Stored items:
PR #9201, opened 2026-08-03
fix(projections): an empty lane result is an answer, not a failure

JSONbored:
## Summary

**`main`'s `Validate` has been red since #9195.** `handleScheduled`'s projection tick reported `ok: false` and the two `api-coverage` tests covering it failed. A red main blocks the gate for every PR, so this goes first.

## The bug

`computeBlocksSummary` declined on `rows.length === 0` — conflating *"the lakehouse returned nothing"* with *"the lakehouse could not answer"*.

The `ProjectionLane` contract is explicit that `null` means the latter:

> `compute(env)` … or **null when the lakehouse could not answer EVERY query** — a partial answer is refused

Every sibling lane follows it, returning `null` only when a query itself came back `null`. The runner cannot tell the two apart, so one lane's empty scan marked the **whole tick** failed.

`buildBlocksSummary` already has an explicit zero-block branch, so the empty body was always well-formed — nothing had to be invented to stop declining.

**The failure posture is unchanged where it matters:** a query that genuinely cannot be answered still returns `null`, so a failed compute still never overwrites a good artifact.

## The test is also why this was missable

Its expected `lanes` map and artifact-key list were **written out by hand**, so registering a lane broke an assertion that had nothing to say about the new lane. The test, not the code, is what turned main red first.

Both are now derived from `PROJECTION_LANES`. The key list is derived from each lane's **name** rather than from `artifactKey` — deriving it from the same field the runner reads would move both sides together and catch nothing. Every current lane's key is exactly `metagraph/projections/<name>.json`, so a key that stops matching its name is either a typo or a writer/reader pair that has drifted.

I also added the case neither direction had: an empty result must produce a body with `row_count: 0`, **and** an unanswerable query must still decline.

## Mutations

| Mutation | Result |
| --- | --- |
| restore the empty-is-failure conflation (main's bug) | **2 fail** |
| stop declining on an unanswerable query | `TypeError: Cannot read properties of null` — the decline path is real |
| point a lane at the wrong artifact key | *"every registered lane must write the artifact key its name implies"* |

The second one is worth noting: my first attempt at that mutation silently patched a **different** lane's null check — `perl` replaced only the first match in the file — and passed. Targeting `computeBlocksSummary` specifically is what proved the assertion has teeth.

## Validation

```
npm run typecheck / lint / format:check    clean
tests/api-coverage.test.ts (lane cron)     4 passed
```

Locally the full file fails 51 on this branch and **53 on clean `origin/main`** — the difference is exactly the two CI reports, and the remainder is the known local-only class (they do not appear in CI, where only the 2 lane tests failed).

Fixes the failing `test` job on `main`.

### DIFF
--- a/src/projection-lanes.ts
+++ b/src/projection-lanes.ts
@@ -785,7 +785,12 @@ async function computeBlocksSummary(
     `SELECT ${BLOCKS_SUMMARY_READ_COLUMNS} FROM chain.blocks ` +
       `ORDER BY block_number DESC LIMIT ${BLOCKS_SUMMARY_SCAN_CAP}`,
   );
-  if (rows === null || rows.length === 0) return null;
+  // null ONLY when the lakehouse could not answer -- the contract every other
+  // lane follows. An empty result is an ANSWER, not a failure: treating it as
+  // one made the whole tick report ok:false, because the runner cannot tell a
+  // lane that declined from a lane that broke. buildBlocksSummary already has
+  // an explicit zero-block branch, so the empty body is well-formed.
+  if (rows === null) return null;
   return {
     schema_version: 1,
     generated_at: new Date(generatedAt).toISOString(),
--- a/tests/api-coverage.test.ts
+++ b/tests/api-coverage.test.ts
@@ -3388,33 +3388,60 @@ describe("handleScheduled PROJECTION_LANES_CRON", () => {
         },
       },
     });
+    // DERIVED from the registry, not hand-listed. The previous literal map
+    // went stale the moment a lane was added -- #9195 registered
+    // blocks-summary and this assertion, not the lane, is what turned main
+    // red. Deriving it means a new lane is covered the day it lands, and the
+    // property actually worth asserting (every registered lane ran, reported a
+    // count, and wrote its own artifact key) is what gets checked.
+    const { PROJECTION_LANES } = await import("../src/projection-lanes.ts");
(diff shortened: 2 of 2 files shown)


JSONbored:
Closing — this was the wrong fix, and #9200 has the right one.

I read `computeBlocksSummary`'s `rows.length === 0` decline as a contract violation, because every sibling lane returns null only when a *query* returns null and the interface comment says null means "could not answer EVERY query". Making it return `row_count: 0` turned the tick green.

It also would have introduced the exact hazard the module's failure posture exists to prevent. The runner logs `compute declined; previous artifact left in place` — a decline **preserves** the last good artifact. So on any empty read my version would have overwritten a good block-production card with a zeroed one, silently. #9200's comment names this directly: the lane "refuses to overwrite a good card with a zeroed one." That is a deliberate per-lane choice, not an inconsistency, and `chain.blocks` is never empty in production anyway.

I verified the runner's behaviour only after seeing #9200 — had I checked what `null` actually causes before assuming what it meant, I would not have opened this.

The one piece here worth keeping is independent of lane semantics: the test's expected `lanes` map and artifact-key list are written out by hand, so registering a lane breaks an assertion that has nothing to say about the new lane — the test, not the code, is what turned main red first. #9200 fixed the immediate failure but left both literals in place, so the next lane will do it again. I'll raise that separately as a test-only change.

[Exercise requirements]: Could you copy out all of the records above exactly?

[Answer box]:
PR #9201, opened 2026-08-03
fix(projections): an empty lane result is an answer, not a failure

JSONbored:
## Summary

**`main`'s `Validate` has been red since #9195.** `handleScheduled`'s projection tick reported `ok: false` and the two `api-coverage` tests covering it failed. A red main blocks the gate for every PR, so this goes first.

## The bug

`computeBlocksSummary` declined on `rows.length === 0` — conflating *"the lakehouse returned nothing"* with *"the lakehouse could not answer"*.

The `ProjectionLane` contract is explicit that `null` means the latter:

> `compute(env)` … or **null when the lakehouse could not answer EVERY query** — a partial answer is refused

Every sibling lane follows it, returning `null` only when a query itself came back `null`. The runner cannot tell the two apart, so one lane's empty scan marked the **whole tick** failed.

`buildBlocksSummary` already has an explicit zero-block branch, so the empty body was always well-formed — nothing had to be invented to stop declining.

**The failure posture is unchanged where it matters:** a query that genuinely cannot be answered still returns `null`, so a failed compute still never overwrites a good artifact.

## The test is also why this was missable

Its expected `lanes` map and artifact-key list were **written out by hand**, so registering a lane broke an assertion that had nothing to say about the new lane. The test, not the code, is what turned main red first.

Both are now derived from `PROJECTION_LANES`. The key list is derived from each lane's **name** rather than from `artifactKey` — deriving it from the same field the runner reads would move both sides together and catch nothing. Every current lane's key is exactly `metagraph/projections/<name>.json`, so a key that stops matching its name is either a typo or a writer/reader pair that has drifted.

I also added the case neither direction had: an empty result must produce a body with `row_count: 0`, **and** an unanswerable query must still decline.

## Mutations

| Mutation | Result |
| --- | --- |
| restore the empty-is-failure conflation (main's bug) | **2 fail** |
| stop declining on an unanswerable query | `TypeError: Cannot read properties of null` — the decline path is real |
| point a lane at the wrong artifact key | *"every registered lane must write the artifact key its name implies"* |

The second one is worth noting: my first attempt at that mutation silently patched a **different** lane's null check — `perl` replaced only the first match in the file — and passed. Targeting `computeBlocksSummary` specifically is what proved the assertion has teeth.

## Validation

```
npm run typecheck / lint / format:check    clean
tests/api-coverage.test.ts (lane cron)     4 passed
```

Locally the full file fails 51 on this branch and **53 on clean `origin/main`** — the difference is exactly the two CI reports, and the remainder is the known local-only class (they do not appear in CI, where only the 2 lane tests failed).

Fixes the failing `test` job on `main`.

### DIFF
--- a/src/projection-lanes.ts
+++ b/src/projection-lanes.ts
@@ -785,7 +785,12 @@ async function computeBlocksSummary(
     `SELECT ${BLOCKS_SUMMARY_READ_COLUMNS} FROM chain.blocks ` +
       `ORDER BY block_number DESC LIMIT ${BLOCKS_SUMMARY_SCAN_CAP}`,
   );
-  if (rows === null || rows.length === 0) return null;
+  // null ONLY when the lakehouse could not answer -- the contract every other
+  // lane follows. An empty result is an ANSWER, not a failure: treating it as
+  // one made the whole tick report ok:false, because the runner cannot tell a
+  // lane that declined from a lane that broke. buildBlocksSummary already has
+  // an explicit zero-block branch, so the empty body is well-formed.
+  if (rows === null) return null;
   return {
     schema_version: 1,
     generated_at: new Date(generatedAt).toISOString(),
--- a/tests/api-coverage.test.ts
+++ b/tests/api-coverage.test.ts
@@ -3388,33 +3388,60 @@ describe("handleScheduled PROJECTION_LANES_CRON", () => {
         },
       },
     });
+    // DERIVED from the registry, not hand-listed. The previous literal map
+    // went stale the moment a lane was added -- #9195 registered
+    // blocks-summary and this assertion, not the lane, is what turned main
+    // red. Deriving it means a new lane is covered the day it lands, and the
+    // property actually worth asserting (every registered lane ran, reported a
+    // count, and wrote its own artifact key) is what gets checked.
+    const { PROJECTION_LANES } = await import("../src/projection-lanes.ts");
(diff shortened: 2 of 2 files shown)


JSONbored:
Closing — this was the wrong fix, and #9200 has the right one.

I read `computeBlocksSummary`'s `rows.length === 0` decline as a contract violation, because every sibling lane returns null only when a *query* returns null and the interface comment says null means "could not answer EVERY query". Making it return `row_count: 0` turned the tick green.

It also would have introduced the exact hazard the module's failure posture exists to prevent. The runner logs `compute declined; previous artifact left in place` — a decline **preserves** the last good artifact. So on any empty read my version would have overwritten a good block-production card with a zeroed one, silently. #9200's comment names this directly: the lane "refuses to overwrite a good card with a zeroed one." That is a deliberate per-lane choice, not an inconsistency, and `chain.blocks` is never empty in production anyway.

I verified the runner's behaviour only after seeing #9200 — had I checked what `null` actually causes before assuming what it meant, I would not have opened this.

The one piece here worth keeping is independent of lane semantics: the test's expected `lanes` map and artifact-key list are written out by hand, so registering a lane breaks an assertion that has nothing to say about the new lane — the test, not the code, is what turned main red first. #9200 fixed the immediate failure but left both literals in place, so the next lane will do it again. I'll raise that separately as a test-only change.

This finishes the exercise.